• [WHAT YOU NEED TO DO]:
Retype exactly the lines that run from the line with "This is the" to the final line of the entries, keeping both ends and nothing else.
........
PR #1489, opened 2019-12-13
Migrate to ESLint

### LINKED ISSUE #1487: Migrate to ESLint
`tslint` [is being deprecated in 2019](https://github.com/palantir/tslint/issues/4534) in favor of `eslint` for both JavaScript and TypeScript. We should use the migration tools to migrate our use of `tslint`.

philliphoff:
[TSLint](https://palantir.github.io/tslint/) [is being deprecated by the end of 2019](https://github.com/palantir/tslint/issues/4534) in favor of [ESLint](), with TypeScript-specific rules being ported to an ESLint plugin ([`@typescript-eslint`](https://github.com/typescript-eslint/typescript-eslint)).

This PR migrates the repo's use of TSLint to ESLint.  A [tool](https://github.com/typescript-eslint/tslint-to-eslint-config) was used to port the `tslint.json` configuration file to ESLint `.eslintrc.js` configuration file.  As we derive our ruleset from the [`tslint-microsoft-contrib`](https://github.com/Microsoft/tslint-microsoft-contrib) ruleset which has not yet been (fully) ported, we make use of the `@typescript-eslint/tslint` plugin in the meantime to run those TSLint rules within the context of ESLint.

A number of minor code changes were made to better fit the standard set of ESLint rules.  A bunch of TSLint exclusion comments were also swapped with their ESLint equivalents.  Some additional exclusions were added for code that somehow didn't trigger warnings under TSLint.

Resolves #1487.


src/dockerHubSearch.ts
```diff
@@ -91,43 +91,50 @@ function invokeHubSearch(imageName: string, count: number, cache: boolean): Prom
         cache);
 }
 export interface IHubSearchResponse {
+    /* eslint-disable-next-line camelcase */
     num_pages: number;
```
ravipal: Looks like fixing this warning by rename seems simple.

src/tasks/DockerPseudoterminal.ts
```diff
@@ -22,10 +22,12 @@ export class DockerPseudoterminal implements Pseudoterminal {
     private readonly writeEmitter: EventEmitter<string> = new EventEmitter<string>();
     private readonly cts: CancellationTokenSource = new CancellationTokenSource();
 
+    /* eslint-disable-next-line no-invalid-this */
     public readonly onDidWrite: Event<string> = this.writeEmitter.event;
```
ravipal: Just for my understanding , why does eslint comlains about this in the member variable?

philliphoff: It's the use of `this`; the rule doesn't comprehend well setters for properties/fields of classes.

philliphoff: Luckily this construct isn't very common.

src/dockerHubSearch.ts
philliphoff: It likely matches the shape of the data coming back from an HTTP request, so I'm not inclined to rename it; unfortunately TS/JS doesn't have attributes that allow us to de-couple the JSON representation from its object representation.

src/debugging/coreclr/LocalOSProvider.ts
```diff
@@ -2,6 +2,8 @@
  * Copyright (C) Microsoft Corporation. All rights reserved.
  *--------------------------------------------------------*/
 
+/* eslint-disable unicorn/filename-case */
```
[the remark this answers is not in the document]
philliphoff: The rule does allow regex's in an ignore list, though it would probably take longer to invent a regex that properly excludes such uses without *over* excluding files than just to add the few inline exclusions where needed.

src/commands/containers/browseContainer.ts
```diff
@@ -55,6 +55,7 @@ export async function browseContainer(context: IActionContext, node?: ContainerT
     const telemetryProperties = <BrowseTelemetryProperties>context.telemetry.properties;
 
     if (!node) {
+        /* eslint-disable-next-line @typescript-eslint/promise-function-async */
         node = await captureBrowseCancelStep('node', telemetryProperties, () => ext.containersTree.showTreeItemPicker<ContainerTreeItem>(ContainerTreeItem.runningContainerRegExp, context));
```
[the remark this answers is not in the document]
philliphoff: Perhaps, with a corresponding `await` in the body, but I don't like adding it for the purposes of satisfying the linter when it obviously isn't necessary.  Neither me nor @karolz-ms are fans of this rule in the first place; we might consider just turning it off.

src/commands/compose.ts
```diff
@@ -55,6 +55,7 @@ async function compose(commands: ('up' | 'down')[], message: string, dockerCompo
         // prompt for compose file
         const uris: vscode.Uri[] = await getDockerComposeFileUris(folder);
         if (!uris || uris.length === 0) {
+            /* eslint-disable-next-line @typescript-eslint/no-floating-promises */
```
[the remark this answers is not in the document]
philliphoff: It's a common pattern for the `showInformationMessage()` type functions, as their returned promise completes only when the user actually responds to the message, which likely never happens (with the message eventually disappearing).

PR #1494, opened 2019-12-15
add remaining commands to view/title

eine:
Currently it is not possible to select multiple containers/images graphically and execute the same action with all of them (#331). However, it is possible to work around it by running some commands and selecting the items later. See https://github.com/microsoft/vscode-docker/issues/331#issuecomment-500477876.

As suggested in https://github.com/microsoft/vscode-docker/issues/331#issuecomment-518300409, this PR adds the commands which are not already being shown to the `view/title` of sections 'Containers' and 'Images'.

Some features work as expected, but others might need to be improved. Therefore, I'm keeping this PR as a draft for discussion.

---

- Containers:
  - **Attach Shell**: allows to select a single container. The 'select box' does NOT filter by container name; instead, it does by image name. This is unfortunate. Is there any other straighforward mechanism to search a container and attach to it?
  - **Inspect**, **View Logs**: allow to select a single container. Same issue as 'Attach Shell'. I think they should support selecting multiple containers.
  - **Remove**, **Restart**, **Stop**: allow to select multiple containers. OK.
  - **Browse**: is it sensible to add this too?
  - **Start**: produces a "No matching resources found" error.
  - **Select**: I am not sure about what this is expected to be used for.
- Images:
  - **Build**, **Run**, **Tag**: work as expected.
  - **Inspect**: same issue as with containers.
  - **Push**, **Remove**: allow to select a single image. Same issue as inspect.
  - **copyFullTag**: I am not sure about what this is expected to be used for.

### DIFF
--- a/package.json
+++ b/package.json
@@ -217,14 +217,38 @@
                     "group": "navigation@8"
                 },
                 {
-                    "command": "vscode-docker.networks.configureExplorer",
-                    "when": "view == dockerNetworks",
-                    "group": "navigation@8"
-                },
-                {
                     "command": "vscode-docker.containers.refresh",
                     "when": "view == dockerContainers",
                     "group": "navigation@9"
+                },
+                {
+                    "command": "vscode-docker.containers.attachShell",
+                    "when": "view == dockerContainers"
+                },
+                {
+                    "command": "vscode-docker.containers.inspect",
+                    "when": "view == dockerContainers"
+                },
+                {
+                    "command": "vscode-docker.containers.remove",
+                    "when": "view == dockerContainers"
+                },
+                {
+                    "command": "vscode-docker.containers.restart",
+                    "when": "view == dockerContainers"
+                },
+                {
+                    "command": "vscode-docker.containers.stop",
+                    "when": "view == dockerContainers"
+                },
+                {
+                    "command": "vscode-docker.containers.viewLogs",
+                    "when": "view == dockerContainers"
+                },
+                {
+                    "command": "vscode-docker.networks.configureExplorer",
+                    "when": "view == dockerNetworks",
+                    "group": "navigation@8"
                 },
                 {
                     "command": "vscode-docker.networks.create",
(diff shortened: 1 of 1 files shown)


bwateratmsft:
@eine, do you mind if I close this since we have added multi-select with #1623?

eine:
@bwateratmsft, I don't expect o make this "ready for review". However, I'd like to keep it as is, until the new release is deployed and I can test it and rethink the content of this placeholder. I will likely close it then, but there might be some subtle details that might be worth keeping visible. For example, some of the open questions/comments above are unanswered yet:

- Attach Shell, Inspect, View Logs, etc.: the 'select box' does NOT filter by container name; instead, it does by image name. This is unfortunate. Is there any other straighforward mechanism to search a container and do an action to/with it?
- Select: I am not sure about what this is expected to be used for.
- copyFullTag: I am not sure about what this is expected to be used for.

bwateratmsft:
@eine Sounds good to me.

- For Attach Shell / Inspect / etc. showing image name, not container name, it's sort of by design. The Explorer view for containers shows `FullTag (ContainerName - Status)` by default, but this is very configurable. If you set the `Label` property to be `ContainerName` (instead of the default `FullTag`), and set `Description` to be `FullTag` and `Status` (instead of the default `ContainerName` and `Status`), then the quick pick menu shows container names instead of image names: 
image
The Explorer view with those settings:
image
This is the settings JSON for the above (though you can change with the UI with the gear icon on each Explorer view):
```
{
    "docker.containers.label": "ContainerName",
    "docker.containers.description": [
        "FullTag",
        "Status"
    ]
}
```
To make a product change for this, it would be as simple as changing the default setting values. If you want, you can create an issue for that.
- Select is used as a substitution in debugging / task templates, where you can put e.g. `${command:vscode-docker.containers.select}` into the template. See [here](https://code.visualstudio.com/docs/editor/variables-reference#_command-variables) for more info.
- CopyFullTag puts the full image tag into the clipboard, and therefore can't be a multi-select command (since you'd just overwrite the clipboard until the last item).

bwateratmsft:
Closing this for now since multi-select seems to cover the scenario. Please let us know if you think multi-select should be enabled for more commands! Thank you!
........
• [WRITTEN SOLUTION]:
This is the settings JSON for the above (though you can change with the UI with the gear icon on each Explorer view):
```
{
    "docker.containers.label": "ContainerName",
    "docker.containers.description": [
        "FullTag",
        "Status"
    ]
}
```
To make a product change for this, it would be as simple as changing the default setting values. If you want, you can create an issue for that.
- Select is used as a substitution in debugging / task templates, where you can put e.g. `${command:vscode-docker.containers.select}` into the template. See [here](https://code.visualstudio.com/docs/editor/variables-reference#_command-variables) for more info.
- CopyFullTag puts the full image tag into the clipboard, and therefore can't be a multi-select command (since you'd just overwrite the clipboard until the last item).

bwateratmsft:
Closing this for now since multi-select seems to cover the scenario. Please let us know if you think multi-select should be enabled for more commands! Thank you!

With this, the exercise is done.